For Sama Review

For Sama
Between 2012 and 2016, journalist Waad al-Kateab documents her life during president Bashar al-Assad’s repressive regime in Aleppo, Syria. During that time, as the conflict escalates, she falls in love, gets married and has a baby girl, Sama. Her daughter forces al-Kateab to debate fleeing the city to protect her daughter or staying to fight for the freedom she believes in.

by Ian Freer |
Published on
Release Date:

13 Sep 2019

Original Title:

For Sama

Part hardcore news reportage, part intimate memoir, For Sama is a compelling dispatch from deep inside the Syrian conflict. Directed by Waad al-Kateab and UK non-fiction filmmaker Edward Watts, produced by Channel 4 and ITN, the film takes the immediacy of the best on-the-ground reporting but melds it with a touching portrait of family life during wartime. The result brings the unimaginable to moving, vivid life.

It will break your heart.

For Sama takes al-Kateab’s footage, interspersed with drone imagery of Aleppo looking increasingly battered, to chart the conflicts between 2012 and 2016 when the documentarian fled Syria with her husband Hamza and infant daughter Sama.
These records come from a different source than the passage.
PR #1020, opened 2016-03-24
Fix #994 - Prevent Firefox NS_ERROR_FAILURE: on keyup

### LINKED ISSUE #994: Firefox - contenteditable on h1 tag throws error
Example is here: https://plnkr.co/edit/7tzumlKQ3XRY6ABFeSna?p=preview . When I try to activate MediumEditor on tag h1, Firefox throws very general error NS_ERROR_FAILURE from this line of code:

```
// function handleKeyup
if (node.getAttribute('data-medium-element') && node.children.length === 0) {
    this.options.ownerDocument.execCommand('formatBlock', false, 'p'); // this line throws error
}
```

Of course, obvious solution is not using h1 tag, but I wonder is this known error. It even has some sense as h1 is not the best candidate for contenteditable, because nesting some tags inside h1 can causes incorrect markup.

nextend:
In Firefox if the editable is a node without children, then NS_ERROR_FAILURE: error thrown for every keyup until it gets a child node. 

Issue: https://github.com/yabwe/medium-editor/issues/994

### DIFF
--- a/src/js/core.js
+++ b/src/js/core.js
@@ -149,7 +149,8 @@
             return;
         }
 
-        if (MediumEditor.util.isMediumEditorElement(node) && node.children.length === 0) {
+        if (MediumEditor.util.isMediumEditorElement(node) && node.children.length === 0  &&
++            !MediumEditor.util.isBlockContainer(node)) {
             this.options.ownerDocument.execCommand('formatBlock', false, 'p');
         }
 
--- a/src/js/core.js
+++ b/src/js/core.js
@@ -149,8 +149,7 @@
             return;
         }
 
-        if (MediumEditor.util.isMediumEditorElement(node) && node.children.length === 0  &&
-+            !MediumEditor.util.isBlockContainer(node)) {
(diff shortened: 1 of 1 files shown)


rishijain:
@nextend Can you add some test case reproducing the bug you fixed.

src/js/core.js
```diff
@@ -149,7 +149,7 @@
             return;
         }
 
-        if (MediumEditor.util.isMediumEditorElement(node) && node.children.length === 0) {
+        if (MediumEditor.util.isMediumEditorElement(node) && node.children.length === 0 && !MediumEditor.util.isBlockContainer(node)) {
```
nmielnik: Are you passing an element other than a `<div>` as the root editor element?

The call to `MediumEditor.util.isMediumEditorElement(node)` will only return true if `node` is the element that the editor is based on.  So, if you're using a `<div>` as the root element then this extra condition in the `if` won't actually do anything because it will always return `false` (since `<div>` is not in the list of `blockContainerElementNames`).

nextend: I'm using a `<h1>` tag for the editor as I want the user to edit only its content.

nmielnik:
The commits here were moved into #1052, the work will be completed as part of that PR.

PR #1022, opened 2016-03-25
Use innerHTML in Events.updateInput() function only once to improve performance

orthes:
`Events.updateInput()` is called on every `keypress`. But when the editor contains large amount of data, `innerHTML` becomes very expensive - performance-wise. This simple PR cuts the lag time to half by calling `innerHTML` only once, not twice.


j0k3r:
:+1:

PR #365, opened 2025-09-03
Added a speedtest mode to jxl_cli.

zond:


jxl_cli/src/main.rs
```diff
@@ -353,25 +361,44 @@ fn with_api(opt: Opt) -> Result<()> {
...
+        let output_bit_depth = match opt.override_bitdepth {
+            None => original_bit_depth.bits_per_sample(),
+            Some(num_bits) => num_bits,
+        };
+        let image_result = Some(save_image(
+            image_data,
+            output_bit_depth,
+            &output_profile,
+            &opt.output,
+        ));
```
sboukortt: This shadows the previous `image_result` instead of updating it. It will stay `None` on line 392.

jxl_cli/src/main.rs
```diff
@@ -353,25 +361,44 @@ fn with_api(opt: Opt) -> Result<()> {
...
-    if let Err(ref err) = image_result {
-        println!("Failed to save image: {err}");
+    let image_result: Option<Result<()>> = None;
+    if !opt.speedtest {
+        let output_bit_depth = match opt.override_bitdepth {
+            None => original_bit_depth.bits_per_sample(),
+            Some(num_bits) => num_bits,
+        };
+        let image_result = Some(save_image(
+            image_data,
```
sboukortt: Something like this should probably do:

```suggestion
    let image_result: Option<Result<()>>;
    if opt.speedtest {
        image_result = None;
    } else {
        let output_bit_depth = match opt.override_bitdepth {
            None => original_bit_depth.bits_per_sample(),
            Some(num_bits) => num_bits,
        };
        image_result = Some(save_image(
            image_data,
```

jxl_cli/src/main.rs
zond: I refactored the whole thing to be much cleaner. Take another look.

veluca93 (approved):

PR #371, opened 2025-09-08
Improved render stage tests

zond:


jxl/src/render/stages/patches.rs
```diff
@@ -58,6 +58,65 @@ impl RenderPipelineStage for PatchesStage {
...
+        PatchBlendMode, PatchBlending, PatchPosition, PatchReferencePosition, PatchTreeNode,
+    };
+    use crate::util::test::read_headers_and_toc;
+
     #[test]
-    fn process_row_chunk() {}
+    fn patches_consistency() -> Result<()> {
+        let (file_header, _, _) =
+            read_headers_and_toc(include_bytes!("../../../resources/test/basic.jxl")).unwrap();
+        let patch_dict = PatchesDictionary {
```
veluca93: I would prefer if instead we had a cfg(test) PatchesDictionary::random constructor (and we didn't change the visibility), can we do that?

zond: How about this?

jxl/src/frame.rs
```diff
@@ -105,6 +105,23 @@ impl ReferenceFrame {
...
     }
+    #[cfg(test)]
+    pub fn random(
+        width: usize,
+        height: usize,
+        num_channels: usize,
+        saved_before_color_transform: bool,
+    ) -> Result<Self> {
+        use rand::SeedableRng;
+        let mut rng = rand_xorshift::XorShiftRng::seed_from_u64(0);
```
veluca93: Let's pass the RNG in too.

veluca93: (in particular, as of now, this will make the 4 reference frames identical, which wouldn't catch some errors)

veluca93 (approved):

jxl/src/frame.rs
zond: Done

PR #375, opened 2025-09-08
Hid the std::fs code in jxl_macros behind a feature.

zond:


jxl/Cargo.toml
```diff
@@ -26,6 +26,7 @@ paste = "1.0.15"
 rand = "0.8.5"
 rand_xorshift = "0.3.0"
 test-log = { version = "0.2.16", features = ["trace"] }
+jxl_macros = { path = "../jxl_macros", version = "=0.1.0", features = ["test"] }
```
veluca93: I think you can remove path and set version="*" here, can you try?

jxl_macros/src/lib.rs
```diff
@@ -5,13 +5,16 @@
...
+#[cfg(feature = "test")]
 use std::{fs, path::Path};
 
 use proc_macro::TokenStream;
 use proc_macro_error2::{abort, proc_macro_error};
 use proc_macro2::TokenStream as TokenStream2;
 use quote::quote;
-use syn::{DeriveInput, Ident, Meta, parse_macro_input};
+#[cfg(feature = "test")]
+use syn::Ident;
```
veluca93: Should we move these use declarations at function level?

zond: Done

jxl/Cargo.toml
zond: I could set version = "*", but I couldn't remove path.

```
error: failed to load manifest for workspace member `/usr/local/google/home/zond/projects/jxl-rs/jxl`
referenced by workspace at `/usr/local/google/home/zond/projects/jxl-rs/Cargo.toml`

Caused by:
  failed to parse manifest at `/usr/local/google/home/zond/projects/jxl-rs/jxl/Cargo.toml`

Caused by:
  Dependency 'jxl_macros' has different source paths depending on the build target. Each dependency must have a single canonical source path irrespective of build target.
```

jxl_macros/src/lib.rs
```diff
@@ -705,8 +703,13 @@ pub fn noop(_attr: TokenStream, item: TokenStream) -> TokenStream {
     item
 }
 
+#[cfg(feature = "test")]
 #[proc_macro]
 pub fn for_each_test_file(input: TokenStream) -> TokenStream {
+    #[cfg(feature = "test")]
```
veluca93: Don't need these :-)

zond: Oops. Derp :P

PR #378, opened 2025-09-08
Use JxlOutputBuffer in SaveStage

veluca93:
- Make SaveStage no longer be generic on the input type.
- Pass down buffers to SaveStage.
- Change the interface to the pipeline to not need to name SaveStage.
- Implement writing the various supported datatypes in SaveStage.
- Improve tests.

### DIFF
--- a/jxl/src/api/output.rs
+++ b/jxl/src/api/output.rs
@@ -129,7 +129,7 @@ impl<'a> JxlOutputBuffer<'a> {
         }
     }
 
-    pub(crate) fn from_image<T: ImageDataType>(image: &'a mut Image<T>) -> Self {
+    pub fn from_image<T: ImageDataType>(image: &'a mut Image<T>) -> Self {
         let (width, height) = image.size();
         let buf = image.buf_mut();
         assert!(buf.len() >= width * height);
--- a/jxl_cli/src/enc/numpy.rs
+++ b/jxl_cli/src/enc/numpy.rs
@@ -68,7 +68,7 @@ fn numpy_bytes(image_data: ImageData<f32>, num_channels: usize) -> Vec<u8> {
                         (0..num_channels).map(move |c| channel_rects[c].row(y)[x])
                     })
                 })
-                .flat_map(|x| (x.clamp(0.0, 255.0) / 255.0f32).to_le_bytes()),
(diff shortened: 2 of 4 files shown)


jxl/src/api/output.rs
```diff
@@ -122,52 +120,43 @@ impl<'a> JxlOutputBuffer<'a> {
...
-            for (out, v) in row.chunks_exact_mut(4).zip(crow) {
-                let v = v.to_ne_bytes();
-                for i in 0..4 {
-                    out[i].write(v[i]);
-                }
-            }
+    pub fn from_image<T: ImageDataType>(image: &'a mut Image<T>) -> Self {
+        let (width, height) = image.size();
+        let buf = image.buf_mut();
+        assert!(buf.len() >= width * height);
```
szabadka, line 135: Shouldn't this assertion be somewhere in the Image class?

jxl/src/render/simple_pipeline/save.rs
```diff
@@ -3,374 +3,282 @@
...
-        let (w_src, h_src) = if self.orientation.is_transposing() {
-            (out_h, out_w) // Swapped
+        data: &[Image<f64>],
+        buffers: &mut [Option<JxlOutputBuffer>],
+    ) -> Result<()> {
+        for i in self.channels.iter().skip(1) {
+            assert_eq!(data[self.channels[0]].size(), data[*i].size());
+        }
+        let Some(buf) = buffers[self.output_buffer_index].as_mut() else {
+            return Ok(());
```
szabadka, line 72: why is it not an error?

szabadka (approved):

jxl/src/api/output.rs
veluca93: Even if it were there, having it here is useful to locally ensure correctness of the unsafe Self::new_from_ptr call below.

jxl/src/render/simple_pipeline/save.rs
veluca93: Because the user might decide to not provide buffers for some calls (i.e. because they are trying to get jxl-info-like functionality), and we already check elsewhere that they provide the correct number of buffers if they do provide them.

The latter is the film’s raison d’être: a video diary/letter from mother to daughter explaining not only the conflict but perhaps more importantly why her parents made the (on the surface, baffling) choices they made. For Sama poses tough questions — why would you bring a child into this living, breathing nightmare? Why wouldn’t you just run? — and al-Kateab and Watts’ compelling film provides the answers. And then some.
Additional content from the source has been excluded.